Problem to work on >> Your task is to repeat each record verbatim, exactly as it was written.

Material supplied >>
━━━━━━━━━━━━━━━━

PR #9950, opened 2016-09-15
enable quitting for -m IPython.terminal.debugger

mbyt:
When debugging with `python -m IPython.terminal.debugger myscript.py` and an exception occurs after hitting `c`, you cannot quit the debugger any more (see lower part of the description of #9942 for more detail).

The actual problem is that quit does not quit the debugging of the script but rather continues (affected [code line](https://github.com/ipython/ipython/blob/master/IPython/core/debugger.py#L285)). I guessed this is necessary for the notebook interface. However, it is the root cause for an never ending debugging session for this scenario.

This pull request re-enables quitting if debugging with `python -m IPython.terminal.debugger`.

### DIFF
--- a/IPython/terminal/debugger.py
+++ b/IPython/terminal/debugger.py
@@ -86,5 +86,11 @@ def set_trace(frame=None):
 
 if __name__ == '__main__':
     import pdb
+    # IPython.core.debugger.Pdb.trace_dispatch shall not catch
+    # bdb.BdbQuit. When started through __main__ and an exeption
+    # happend after hitting "c", this is needed in order to
+    # be able to quit the debugging session (see #9950).
+    old_trace_dispatch = pdb.Pdb.trace_dispatch
     pdb.Pdb = TerminalPdb
+    pdb.Pdb.trace_dispatch = old_trace_dispatch
     pdb.main()
--- a/IPython/terminal/debugger.py
+++ b/IPython/terminal/debugger.py
@@ -87,7 +87,7 @@ def set_trace(frame=None):
 if __name__ == '__main__':
     import pdb
     # IPython.core.debugger.Pdb.trace_dispatch shall not catch
-    # bdb.BdbQuit. When started through __main__ and an exeption
+    # bdb.BdbQuit. When started through __main__ and an exception
     # happend after hitting "c", this is needed in order to
     # be able to quit the debugging session (see #9950).
     old_trace_dispatch = pdb.Pdb.trace_dispatch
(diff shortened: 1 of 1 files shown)


mbyt:
Update: I looked into this again and found a less intrusive way to achieve the same thing. It just also monkey patched `TerminalPdb.trace_dispatch`.

This is much nicer / less destructive as my previous attempt. Therefore, I rebased and force pushed the branch (vanished the previous attempt...).

takluyver:
Thanks for looking into this. I suspect your solution makes sense, but I'm not really sure why we override `trace_dispatch` to catch BdbQuit in the first place. Any ideas?

Also pinging @fperez since the debugger code goes back before I joined the project.

mbyt:
> but I'm not really sure why we override `trace_dispatch` to catch `BdbQuit` in the first place. Any ideas?

No. Actually I first locally removed that one and then played a little bit with the debugger in the terminal. For me it did not change any other debugging experience / behaviour.

IPython/terminal/debugger.py
```diff
@@ -86,5 +86,11 @@ def set_trace(frame=None):
 
 if __name__ == '__main__':
     import pdb
+    # IPython.core.debugger.Pdb.trace_dispatch shall not catch
+    # bdb.BdbQuit. When started through __main__ and an exeption
```
fperez: Tiny typo: exeption -> exception.

fperez:
I very vaguely remember having a reason for catching that exception, but honestly I don't remember the specifics.  Obviously would have been good to document that more explicitly, but that ship sailed a good 10+ years ago.

The changes proposed here look like a minimally intrusive solution, +1. Thanks!

IPython/terminal/debugger.py
mbyt: thanks for pointing that out. Corrected in https://github.com/ipython/ipython/pull/9950/commits/3e812afa6e1f917695b517fc077ae54e5dab6c79

IPython/terminal/debugger.py
```diff
@@ -87,7 +87,7 @@ def set_trace(frame=None):
 if __name__ == '__main__':
     import pdb
     # IPython.core.debugger.Pdb.trace_dispatch shall not catch
-    # bdb.BdbQuit. When started through __main__ and an exeption
+    # bdb.BdbQuit. When started through __main__ and an exception
     # happend after hitting "c", this is needed in order to
```
willingc: Tiny typo in `happened` (missing second e)

mbyt: corrected in b817f5e

willingc: Thanks for fixing the typo :cookie: I will let @takluyver or @fperez merge. Thanks for the contribution.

━━━━━━━━━━━━━━━━

Completed task >>
PR #9950, opened 2016-09-15
enable quitting for -m IPython.terminal.debugger

mbyt:
When debugging with `python -m IPython.terminal.debugger myscript.py` and an exception occurs after hitting `c`, you cannot quit the debugger any more (see lower part of the description of #9942 for more detail).

The actual problem is that quit does not quit the debugging of the script but rather continues (affected [code line](https://github.com/ipython/ipython/blob/master/IPython/core/debugger.py#L285)). I guessed this is necessary for the notebook interface. However, it is the root cause for an never ending debugging session for this scenario.

This pull request re-enables quitting if debugging with `python -m IPython.terminal.debugger`.

### DIFF
--- a/IPython/terminal/debugger.py
+++ b/IPython/terminal/debugger.py
@@ -86,5 +86,11 @@ def set_trace(frame=None):
 
 if __name__ == '__main__':
     import pdb
+    # IPython.core.debugger.Pdb.trace_dispatch shall not catch
+    # bdb.BdbQuit. When started through __main__ and an exeption
+    # happend after hitting "c", this is needed in order to
+    # be able to quit the debugging session (see #9950).
+    old_trace_dispatch = pdb.Pdb.trace_dispatch
     pdb.Pdb = TerminalPdb
+    pdb.Pdb.trace_dispatch = old_trace_dispatch
     pdb.main()
--- a/IPython/terminal/debugger.py
+++ b/IPython/terminal/debugger.py
@@ -87,7 +87,7 @@ def set_trace(frame=None):
 if __name__ == '__main__':
     import pdb
     # IPython.core.debugger.Pdb.trace_dispatch shall not catch
-    # bdb.BdbQuit. When started through __main__ and an exeption
+    # bdb.BdbQuit. When started through __main__ and an exception
     # happend after hitting "c", this is needed in order to
     # be able to quit the debugging session (see #9950).
     old_trace_dispatch = pdb.Pdb.trace_dispatch
(diff shortened: 1 of 1 files shown)


mbyt:
Update: I looked into this again and found a less intrusive way to achieve the same thing. It just also monkey patched `TerminalPdb.trace_dispatch`.

This is much nicer / less destructive as my previous attempt. Therefore, I rebased and force pushed the branch (vanished the previous attempt...).

takluyver:
Thanks for looking into this. I suspect your solution makes sense, but I'm not really sure why we override `trace_dispatch` to catch BdbQuit in the first place. Any ideas?

Also pinging @fperez since the debugger code goes back before I joined the project.

mbyt:
> but I'm not really sure why we override `trace_dispatch` to catch `BdbQuit` in the first place. Any ideas?

No. Actually I first locally removed that one and then played a little bit with the debugger in the terminal. For me it did not change any other debugging experience / behaviour.

IPython/terminal/debugger.py
```diff
@@ -86,5 +86,11 @@ def set_trace(frame=None):
 
 if __name__ == '__main__':
     import pdb
+    # IPython.core.debugger.Pdb.trace_dispatch shall not catch
+    # bdb.BdbQuit. When started through __main__ and an exeption
```
fperez: Tiny typo: exeption -> exception.

fperez:
I very vaguely remember having a reason for catching that exception, but honestly I don't remember the specifics.  Obviously would have been good to document that more explicitly, but that ship sailed a good 10+ years ago.

The changes proposed here look like a minimally intrusive solution, +1. Thanks!

IPython/terminal/debugger.py
mbyt: thanks for pointing that out. Corrected in https://github.com/ipython/ipython/pull/9950/commits/3e812afa6e1f917695b517fc077ae54e5dab6c79

IPython/terminal/debugger.py
```diff
@@ -87,7 +87,7 @@ def set_trace(frame=None):
 if __name__ == '__main__':
     import pdb
     # IPython.core.debugger.Pdb.trace_dispatch shall not catch
-    # bdb.BdbQuit. When started through __main__ and an exeption
+    # bdb.BdbQuit. When started through __main__ and an exception
     # happend after hitting "c", this is needed in order to
```
willingc: Tiny typo in `happened` (missing second e)

mbyt: corrected in b817f5e

willingc: Thanks for fixing the typo :cookie: I will let @takluyver or @fperez merge. Thanks for the contribution.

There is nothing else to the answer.